We hope you're not arachnophobic!

Made to fright and designed to fight, General Arak Attack knows how to set a trap for his enemy. He can launch a bug attack with his hairy arms that will scare the pants off you! This bug is scary, hairy, and he's got all his eyes on the Grossery Gang!

The second Grossery Gang series, "Bug Strike," saw the anthropomorphic foodstuffs donning military garb to fight off invading insects. The packaging was redesigned to resemble a big green boot with broken shoelaces and a hole where the big toe is poking through. Like the first series, it was split into two waves, which would normally be fine - except Target didn't carry this series, only Toys Я Us did, and by the time the second series was ready to go, TRU wasn't. But the entire assortment has recently appeared at discount retailer Big Lots, just in time for our Horror Month!

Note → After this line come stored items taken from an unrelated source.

PR #25037, opened 2026-01-29
feat: Trigger validation service

michael-radency:
## Summary

This PR introduces a centralized trigger validation system that enforces constraints on specific trigger types during workflow execution and activation.

### New Trigger Configuration Constants

Added two constants in [`trigger-validation.service.ts`](packages/cli/src/workflows/trigger-validation.service.ts:12):

- **`TRIGGERS_PREVENT_TEST_WHILE_ACTIVE`** - A `Set<string>` defining trigger types that cannot run test/manual executions while the workflow is active. This addresses limitations in certain triggers (e.g., Kafka) where simultaneous production and test listeners cause conflicts.

- **`TRIGGERS_UNIQUE_PARAMETERS`** - A `Record<string, string[]>` mapping trigger types to parameter names that must be unique across all active workflows. This prevents resource conflicts (e.g., two active workflows cannot share the same Kafka consumer group ID).

### Validation Service

The `TriggerValidationService` provides two main validation methods:

1. **`validateManualExecution()`** - Called before test/manual runs to:
   - Block test executions for restricted triggers when the workflow is active
   - Check for parameter conflicts with other active workflows

2. **`validateWorkflowActivation()`** - Called before workflow activation to:
   - Ensure unique parameters don't conflict with already-active workflows

### Error Handling

- `SingleTriggerError` - Renamed `SingleWebhookTriggerError`, thrown when attempting to test a restricted trigger while the workflow is active
- `TriggerParameterConflictError` - Thrown when a parameter value conflicts with an active workflow

## Example Configuration

```typescript
// Triggers that cannot be tested while active
export const TRIGGERS_PREVENT_TEST_WHILE_ACTIVE: Set<string> = new Set([
  'n8n-nodes-base.kafkaTrigger',
]);

// Parameters that must be unique across active workflows
export const TRIGGERS_UNIQUE_PARAMETERS: Record<string, string[]> = {
  'n8n-nodes-base.kafkaTrigger': ['groupId'],
};
```

---

https://linear.app/n8n/issue/NODE-4323/trigger-validation-service

## Review / Merge checklist

- [ ] Tests included. 


packages/cli/src/workflows/trigger-validation.service.ts
```diff
@@ -0,0 +1,213 @@
...
+ */
+export const TRIGGERS_PREVENT_TEST_WHILE_ACTIVE: Set<string> = new Set([
+	'n8n-nodes-base.kafkaTrigger',
+]);
+
+/**
+ * Parameters that must be unique across all active workflows, keyed by trigger type.
+ */
+export const TRIGGERS_UNIQUE_PARAMETERS: Record<string, string[]> = {
+	'n8n-nodes-base.kafkaTrigger': ['groupId'],
```
mfsiega: Strictly speaking we still can't prevent this, because we support expressions, right? But of course it helps if somebody does this accidentally.

packages/cli/src/workflows/workflow-execution.service.ts
```diff
@@ -106,6 +108,15 @@ export class WorkflowExecutionService {
 		// Check whether this workflow is active.
 		const workflowIsActive = await this.workflowRepository.isActive(payload.workflowData.id);
 
+		const triggerToStartFrom =
```
mfsiega: I think we probably want to move this lower, down around line 221? Since in between here and there we do some work to potentially choose the relevant trigger (e.g., if it's a partial execution to a destination node, we pick a trigger on the backend).

There's also the question of pinned data - if we have pinned data for the trigger we won't actually end up activating it. So in that case, I think we would want to allow it.

packages/cli/src/active-workflow-manager.ts
```diff
@@ -967,6 +969,8 @@ export class ActiveWorkflowManager {
 			return false;
 		}
 
+		await this.triggerValidation.validateWorkflowActivation(workflow);
```
mfsiega: We have some existing validation in the `WorkflowService.activateWorkflow`, which I think is a slightly better place for this. Should it live there instead? (And maybe we can unify some of the logic a bit?)

mfsiega (commented):
I really like the general approach!

I do worry that there are a lot of tricky corner cases.

Haven't taken a full look line-by-line yet.

packages/cli/src/workflows/trigger-validation.service.ts
michael-radency: true, but I do think that this is unlikely, as it isfor triggers

packages/cli/src/workflows/trigger-validation.service.ts
```diff
@@ -0,0 +1,210 @@
...
+
+		if (!hasUniqueParams) return;
+
+		const activeWorkflowIds = this.activeWorkflows
+			.allActiveWorkflows()
+			.filter((id) => id !== workflowId);
+
+		if (!activeWorkflowIds.length) return;
+
+		const activeWorkflows = await this.workflowRepository.find({
```
mfsiega, line 69: Pulling back so many workflows can still be very expensive, especially without pagination - it all needs to get stored here in memory, and deserialized.

Now that https://github.com/n8n-io/n8n/pull/25431 is merged we build an index on the workflows by default. So we can join on that table to only retrieve the workflows that have the matching node type for our trigger. (I imagine we'd add a method in workflow-index.service.ts.)

michael-radency: @mfsiega 
but this will prevent as for backporting to v1, right?

mfsiega: We could backport all the necessary changes to v1, I think there were only 3-4 PRs that happened after v2.

Though I'm not sure a backport is worth it. 1.x is only supported for 3 months after the release of 2.0, which is about a month from now: https://blog.n8n.io/introducing-n8n-2-0/#faq-what-you-need-to-know.

michael-radency:
@mfsiega 
I'm closing this PR for now, as implementation might need to be revisited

Arak Attack is a new character for the series, so the squishy little rubber figurine he comes with is a first; there's never been one of him before. It could stand to be a little more "spidery," though the colors on the final product are nearly identical to the digital render on the back of the packaging for once: the only noteworthy differences are the color of his belt buckle and the fact that his feet are the color of his body, not boots.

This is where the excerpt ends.